Uno striptease al contrario quello dello scrittore, il quale inizia il suo lavoro nudo di tutto, privo di ogni ispirazione e intuizione, e con sofferto percorso giunge alla fine totalmente vestito della sua opera così completata. Chi osserva, chi vuole partecipare alla scena, non è sedotto dalla intrigante nudità, ma dallo svolgersi articolato e complesso dei fatti che prendono forma, testimoni di vita vissuta o d’irreale pensiero che diventano materia di scrittura che parla del reale e apre all’immaginario. 

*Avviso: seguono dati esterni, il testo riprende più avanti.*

Issue #550, opened 2019-01-06
switch to rc for app config


Simon-Laux:
- [x] switch to rc for app config
- [x] seperate app constants and config/settings
- [x] implement that logger config is also affected by config and by --debug argument

ralphtheninja:
I suspect this issue will be around for a while since I see this as a gradual change.

PR #574, opened 2019-01-10
Add rc

ralphtheninja:
Ticks off first part of https://github.com/deltachat/deltachat-desktop/issues/550

### DIFF
--- a/src/main/index.js
+++ b/src/main/index.js
@@ -27,8 +27,6 @@ process.on('exit', function () {
 
 // Ensure CONFIG_PATH exists.
 mkdirp.sync(config.CONFIG_PATH)
-/* *CONFIG* */
-let argv = sliceArgv(process.argv)
 
 if (config.IS_PRODUCTION) {
   // When Electron is running in production mode (packaged app), then run React
@@ -73,11 +71,8 @@ function onReady (err, results) {
 }
 
 app.once('ipcReady', () => {
-  /* *CONFIG* */
-  log.info(`Command line args: ${argv}`, argv, 'cmd_args')
   console.timeEnd('init')
-
-  var win = windows.main.win
+  const win = windows.main.win
   win.on('close', e => {
     if (!app.isQuitting) {
       e.preventDefault()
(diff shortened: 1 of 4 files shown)


ralphtheninja:
@Simon-Laux Once this has been merged, we can add default configuration for the logger to `src/rc.js`.

src/main/index.js
```diff
@@ -26,18 +27,12 @@ process.on('exit', function () {
 
 // Ensure CONFIG_PATH exists.
 mkdirp.sync(config.CONFIG_PATH)
-/* *CONFIG* */
-let argv = sliceArgv(process.argv)
 
 if (config.IS_PRODUCTION) {
   // When Electron is running in production mode (packaged app), then run React
   // in production mode too.
   process.env.NODE_ENV = 'production'
```
ralphtheninja: @Jikstra I wonder if this is needed or even matters. Do you know if `NODE_ENV` means anything to react when in production?

ralphtheninja: The more we can get rid of small complexities/oddities like this, the better. This code doesn't say anything about _why_ this is important.

src/rc.js
```diff
@@ -0,0 +1 @@
+module.exports = require('rc')('DeltaChat', {})
```
ralphtheninja: @Simon-Laux Just add some properties here with sane defaults for the logger.

src/main/index.js
Jikstra: > @Jikstra I wonder if this is needed or even matters. Do you know if `NODE_ENV` means anything to react when in production?

Would be suprised about that, as far as i know the process global isn't defined in browser js. Let's remove and see, can add it back if we need to. We aren't using NODE_ENV anyway so who cares.

ralphtheninja: What I'm actually getting at is if we can remove `config.IS_PRODUCTION` :)

src/rc.js
Simon-Laux: Ok, I will do that If you didn't already let's see

Simon-Laux: Update: looks like we have to first fix the issue I mentioned here: https://github.com/deltachat/deltachat-desktop/pull/577#issuecomment-453229778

La Casa Verde è l’opera compiuta che seduce: la lunga permanenza a Piura, città arida e sabbiosa in un mondo di mille sfumature, che partecipa al progresso della cultura occidentale, e la breve esperienza a Santa María de Nieva, isolato borgo primitivo prossimo alla foresta amazzonica, ove sfruttamento dei poveri e violenza come metodo di potere regolano la vita di indigeni e speculatori, diventano indelebile esperienza letteraria.
L’idea iniziale dell’autore era quella di scrivere nello stesso tempo, a giorni alterni, due romanzi autobiografici, uno ambientato nella città in cui era cresciuto, con le sue regole e le sue seduzioni, e un secondo tratto dall’esperienza di ignorati luoghi lontani ai margini della foresta. Fatti ed emozioni che ritornano alla memoria non seguono però regole costrette da scelte arbitrarie e Vargas Llosa si è reso conto che, mentre scriveva della città, il pensiero correva agli avvenimenti della foresta, e mentre scriveva dell’incontro con la vita ai margini della foresta il pensiero sempre lo riportava alla città ove era cresciuto, perché le immagini e le persone che popolano la memoria non sono fra loro estranei, ma si intrecciano e si completano oltre ogni ragione di tempo e spazio.
Da questa impossibilità di scrivere nello stesso tempo due opere indipendenti è nata la decisione di riunire il tutto in un unico lavoro nel quale una voce, apparentemente fuori campo, trasforma l’esperienza personale in racconto. Ne risulta un’opera composta da molteplici scene che si alternano fra la città e la foresta, ricca di persone e di storie straordinarie tracciate con infinti dettagli e improvvise immagini di scene apparentemente lontane, uno scritto quasi cinematografico che si sviluppa e si rivela nel corso degli eventi, tanto da diventare romanzo di fantastica autobiografia. Assistiamo così a un percorso che nulla tace delle persone che lo popolano, che non apre nessuna speranza per i poveri e gli oppressi e giunge al paradosso, fra i tanti possibili, di una sottile trama che racconta come le bambine sottratte dalle tribù della foresta per essere educate dalla suore nella missione di Santa María de Nieva, per non tornare nella foresta, vengono mandate a servizio dei ricchi in città e finiscono nella Casa Verde, squallido bordello di Piura. Un romanzo che alterna memoria di vita vissuta e racconti di cruda denuncia del dramma umano e sociale dei deboli della terra, da cui appare come la civiltà occidentale sia un abbaglio di benessere e non certo la salvezza di cui si parla con tutti i mezzi di comunicazione a cui oggi siamo abituati.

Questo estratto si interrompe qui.